Прошло время, и никто бы не стал судить, если бы она нашла себе нового мужа и опору семье. Однако Эдит наоборот стала замкнутой, хмурой и нелюдимой. Она больше не пускала на порог ни родственников, ни подруг, она прикрикивала и гнала вон идущих мимо ее дома людей, будто ревностно оберегая тишину и все большее запустение на своем участке. Многие говорили, что сильная любовь к мужу и горе двойной потери свели ее с ума — и это тоже никого не удивляло.
Пока женщина пыталась забыться в тишине, ее старший сын подрастал и как-то незаметно из ребенка превратился в юношу, а потом и в молодого мужчину. Он всегда безропотно слушался мать, но сердцу (или законам природы, как угодно) не прикажешь, и настал тот день, когда он привел в дом молодую жену. Дома в деревне всегда переходили по наследству, молодежь часто жила со стариками, чтобы заботиться о них так же, как они заботились о них в детстве, так что ничего необычного в этом не было. Девушка, приходя в чужой дом, понимала, что теперь ей придется слушаться новых правил, безропотно исполнять указания новых родственников, но она и представить не могла, какими странными окажутся они. Эдит требовала от нее полнейшей тишины, она строго-настрого запрещала ей петь за работой, разговаривать в полный голос, а за упавшую на пол швабру готова была просто поколотить. Девушка, вынужденная целый день оставаться в этих гнетущих условиях, каждый вечер с нетерпением ждала мужа с работы, чтобы иметь возможность хоть ненадолго покинуть с ним этот дом.

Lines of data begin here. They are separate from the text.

PR #2829, opened 2026-02-06
add intermediate result accessors

congx4:
add intermediate result accessors in order to group multi steps queries in upstream.


src/aggregation/metric/average.rs
```diff
@@ -55,6 +55,11 @@ impl IntermediateAverage {
     pub(crate) fn from_stats(stats: IntermediateStats) -> Self {
         Self { stats }
     }
+
+    pub fn stats(&self) -> &IntermediateStats {
```
PSeitz, line 60: missing documentation

PSeitz (approved):

trinity-1686a (approved):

В тот холодный осенний день вовсю лил дождь, пожилая хозяйка, почувствовав себя неважно, легла вздремнуть, а невестка хлопотала у печи, готовя ужин и надеясь, что сегодня муж вернется пораньше. Ей было грустно и даже немного страшно в темном доме: дождь, шелестевший снаружи, барабанил по окнам, и внутри тоже где-то капало и постукивало, храпела Эдит, свистел на чердаке ветер — и даже аромат сидевших в печи пирожков не спасал от тяжелых мыслей. Девушка не выдержала и, зябко обнимая себя за плечи, тихонько запела. Вначале она прислушивалась к звукам из соседней комнаты, но хозяйка продолжала крепко спать, а песня, что часто звучала в родном доме, придавала девушке уверенности, работа заспорилась в ее руках, страх и тоска отступили.

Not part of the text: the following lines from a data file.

PR #2842, opened 2026-02-18
Use sketches-ddsketch fork with Java-compatible binary encoding

congx4:
## Description

Reference the `quickwit-oss/rust-sketches-ddsketch` fork (via `git` + `rev` in Cargo.toml) which adds native Java-compatible binary serialization for DDSketch. This enables Rust applications to produce DDSketch bytes that Java consumers can directly deserialize and merge via `DDSketchWithExactSummaryStatistics.decode()` from the `sketches-java` library.

### Why?

The upstream `sketches-ddsketch` Rust crate only supports serde-based serialization (JSON), while Java's `sketches-java` library uses a custom binary wire format. For distributed aggregation pipelines where Rust search nodes produce intermediate DDSketch results consumed by Java query orchestrators, binary compatibility is required.

### What changed

- Removed the vendored `sketches-ddsketch/` directory from the tantivy workspace
- Changed the `sketches-ddsketch` dependency from `path = "./sketches-ddsketch"` to `git + rev` pointing to [quickwit-oss/rust-sketches-ddsketch@555caf1](https://github.com/quickwit-oss/rust-sketches-ddsketch/tree/java-binary-encoding)
- The fork contains:
  - `encoding.rs`: Java-compatible binary encode/decode using signed/unsigned varint and VarDouble encoding
  - Cross-language golden-byte tests verifying binary compatibility with Java's DDSketch
  - Config/Store/DDSketch modifications to support `encode()`/`decode()` methods

### Testing

- All existing tantivy aggregation tests pass (percentiles, cardinality, etc.)
- All sketches-ddsketch tests pass including cross-language golden-byte tests


sketches-ddsketch/src/encoding.rs
```diff
@@ -0,0 +1,813 @@
...
+//! serialization so that sketches produced in Rust can be deserialized
+//! and merged by Java consumers.
+
+use std::fmt;
+
+use crate::config::Config;
+use crate::ddsketch::DDSketch;
+use crate::store::Store;
+
+// ---------------------------------------------------------------------------
```
congx4: This file is generated by Opus and it generates tests to ensure it is fully correct. See more details from the pr description.

PSeitz:
I don't think this should be in the tantivy repo. 

The changes should be in your `sketches-ddsketch` fork, where we try to upstream it.

fulmicoton-dd:
@congx4 I am not sure @PSeitz comment was clear. Can you just point to your repo with `{git =, rev=}`

congx4:
> @congx4 I am not sure @PSeitz comment was clear. Can you just point to your repo with `{git =, rev=}`

Thanks, but looks like we don't have permissions to folk it under Datadog, I will just folk it under quickwit-oss.

src/aggregation/metric/percentiles.rs
```diff
@@ -610,11 +616,11 @@ mod tests {
 
         assert_eq!(
             res["range_with_stats"]["buckets"][0]["percentiles"]["values"]["1.0"],
-            5.0028295751107414
+            5.002829575110705
```
fulmicoton-dd: nitpick: assert_eq! on float, especially after serialization in json quite brittle. You might want to check just that the number is nearly equal. I suspect there are macros to do that in the project.

Cargo.toml
```diff
@@ -64,7 +64,7 @@ query-grammar = { version = "0.25.0", path = "./query-grammar", package = "tanti
 tantivy-bitpacker = { version = "0.9", path = "./bitpacker" }
 common = { version = "0.10", path = "./common/", package = "tantivy-common" }
 tokenizer-api = { version = "0.6", path = "./tokenizer-api", package = "tantivy-tokenizer-api" }
-sketches-ddsketch = { version = "0.3.0", features = ["use_serde"] }
+sketches-ddsketch = { git = "https://github.com/quickwit-oss/rust-sketches-ddsketch.git", rev = "555caf1", features = ["use_serde"] }
```
fulmicoton-dd, line 67: do we still need serde?

fulmicoton-dd (approved):
Approved, but please have a look at the comments and see if they make sense

Cargo.toml
congx4: Yes, we still need it. `PercentilesCollector` derives `Serialize, Deserialize` for its inner `sketches_ddsketch::DDSketch` field, and IntermediateMetricResult derives `#[derive(Clone, Debug, PartialEq, Serialize, Deserialize)]` which is required for postcard intermediate result serialization during distributed search.

fulmicoton-dd (approved):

Сверкнула молния, а спустя пару секунд громыхнуло совсем рядом — даже посуда на полках звякнула, а в глубине дома что-то упало. Но идти и проверять, что, совсем не хотелось. Эдит похрапывала, дождь лил как из ведра, и в комнате стало так темно, что девушка все же рискнула зажечь фитиль в лампе, хотя солнце, невидимое за тяжелыми тучами, еще не зашло — а ее непременно бы отчитали за такое транжирство. Но сидеть в темноте было невыносимо, к тому же она решила налепить пирожков побольше, ожидая, что вот-вот вернется муж. Продолжая тихо напевать, девушка возилась с тестом, стоя лицом к окну и выглядывая сквозь текущие по стеклу потоки воды силуэт супруга, когда почувствовала, как по спине у нее побежали мурашки, а волосы на затылке встали дыбом. Она явственно ощутила, что позади, в темной части дома кто-то стоит и смотрит на нее.

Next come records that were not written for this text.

PR #2843, opened 2026-02-20
use FxHashSet in DocSetCollector

PSeitz:


fulmicoton-dd:
@PSeitz isn't it just for tests?

PSeitz:
> @PSeitz isn't it just for tests?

Слова застряли в горле, девушка с трудом заставила себя медленно обернуться и судорожно впилась пальцами в шершавую поверхность стоявшего рядом стола. На подрагивающей границе света и мрака застыла изломанная тень, и из темноты на девушку уставились два больших, неестественно белых, словно слепых глаза. Послышался тихий хрип, и в круг света стала вытягиваться — сучковатая палка, как вначале показалось застывшей от ужаса невестке — рука с буроватой, морщинистой, словно старческой кожей, с тонкими пальцами, на большинстве которых ногти были обломаны или сорваны, оставив лишь почерневшие пятна крови, другие же чудом держались на самом корне и торчали под прямым углом, готовые вот-вот отлететь. Длинная, словно бесконечная, тощая рука все тянулась вперед, а следом за ней показалось узкое, похожее на угольный утюг лицо, на котором можно было разглядеть лишь глаза. Пошатываясь и держась за стену, существо сделало еще один шаг к девушке, и та, наконец отойдя от своего странного оцепенения, громко закричала.
Тут же перестала похрапывать Эдит, судя по звуку упав с кровати, скрипнули ворота, послышались быстрые шаги по двору, и в дом ворвался старший сын, держа топор в руках и озираясь по сторонам. Дрожащей рукой девушка указала на стоявшее всего в нескольких шагах от нее чудище, и мужчина, замахнувшись, бросился на него, однако достать монстра не успел — выскочившая из комнаты мать повисла на поднятой руке, отбирая топор и мешая двигаться.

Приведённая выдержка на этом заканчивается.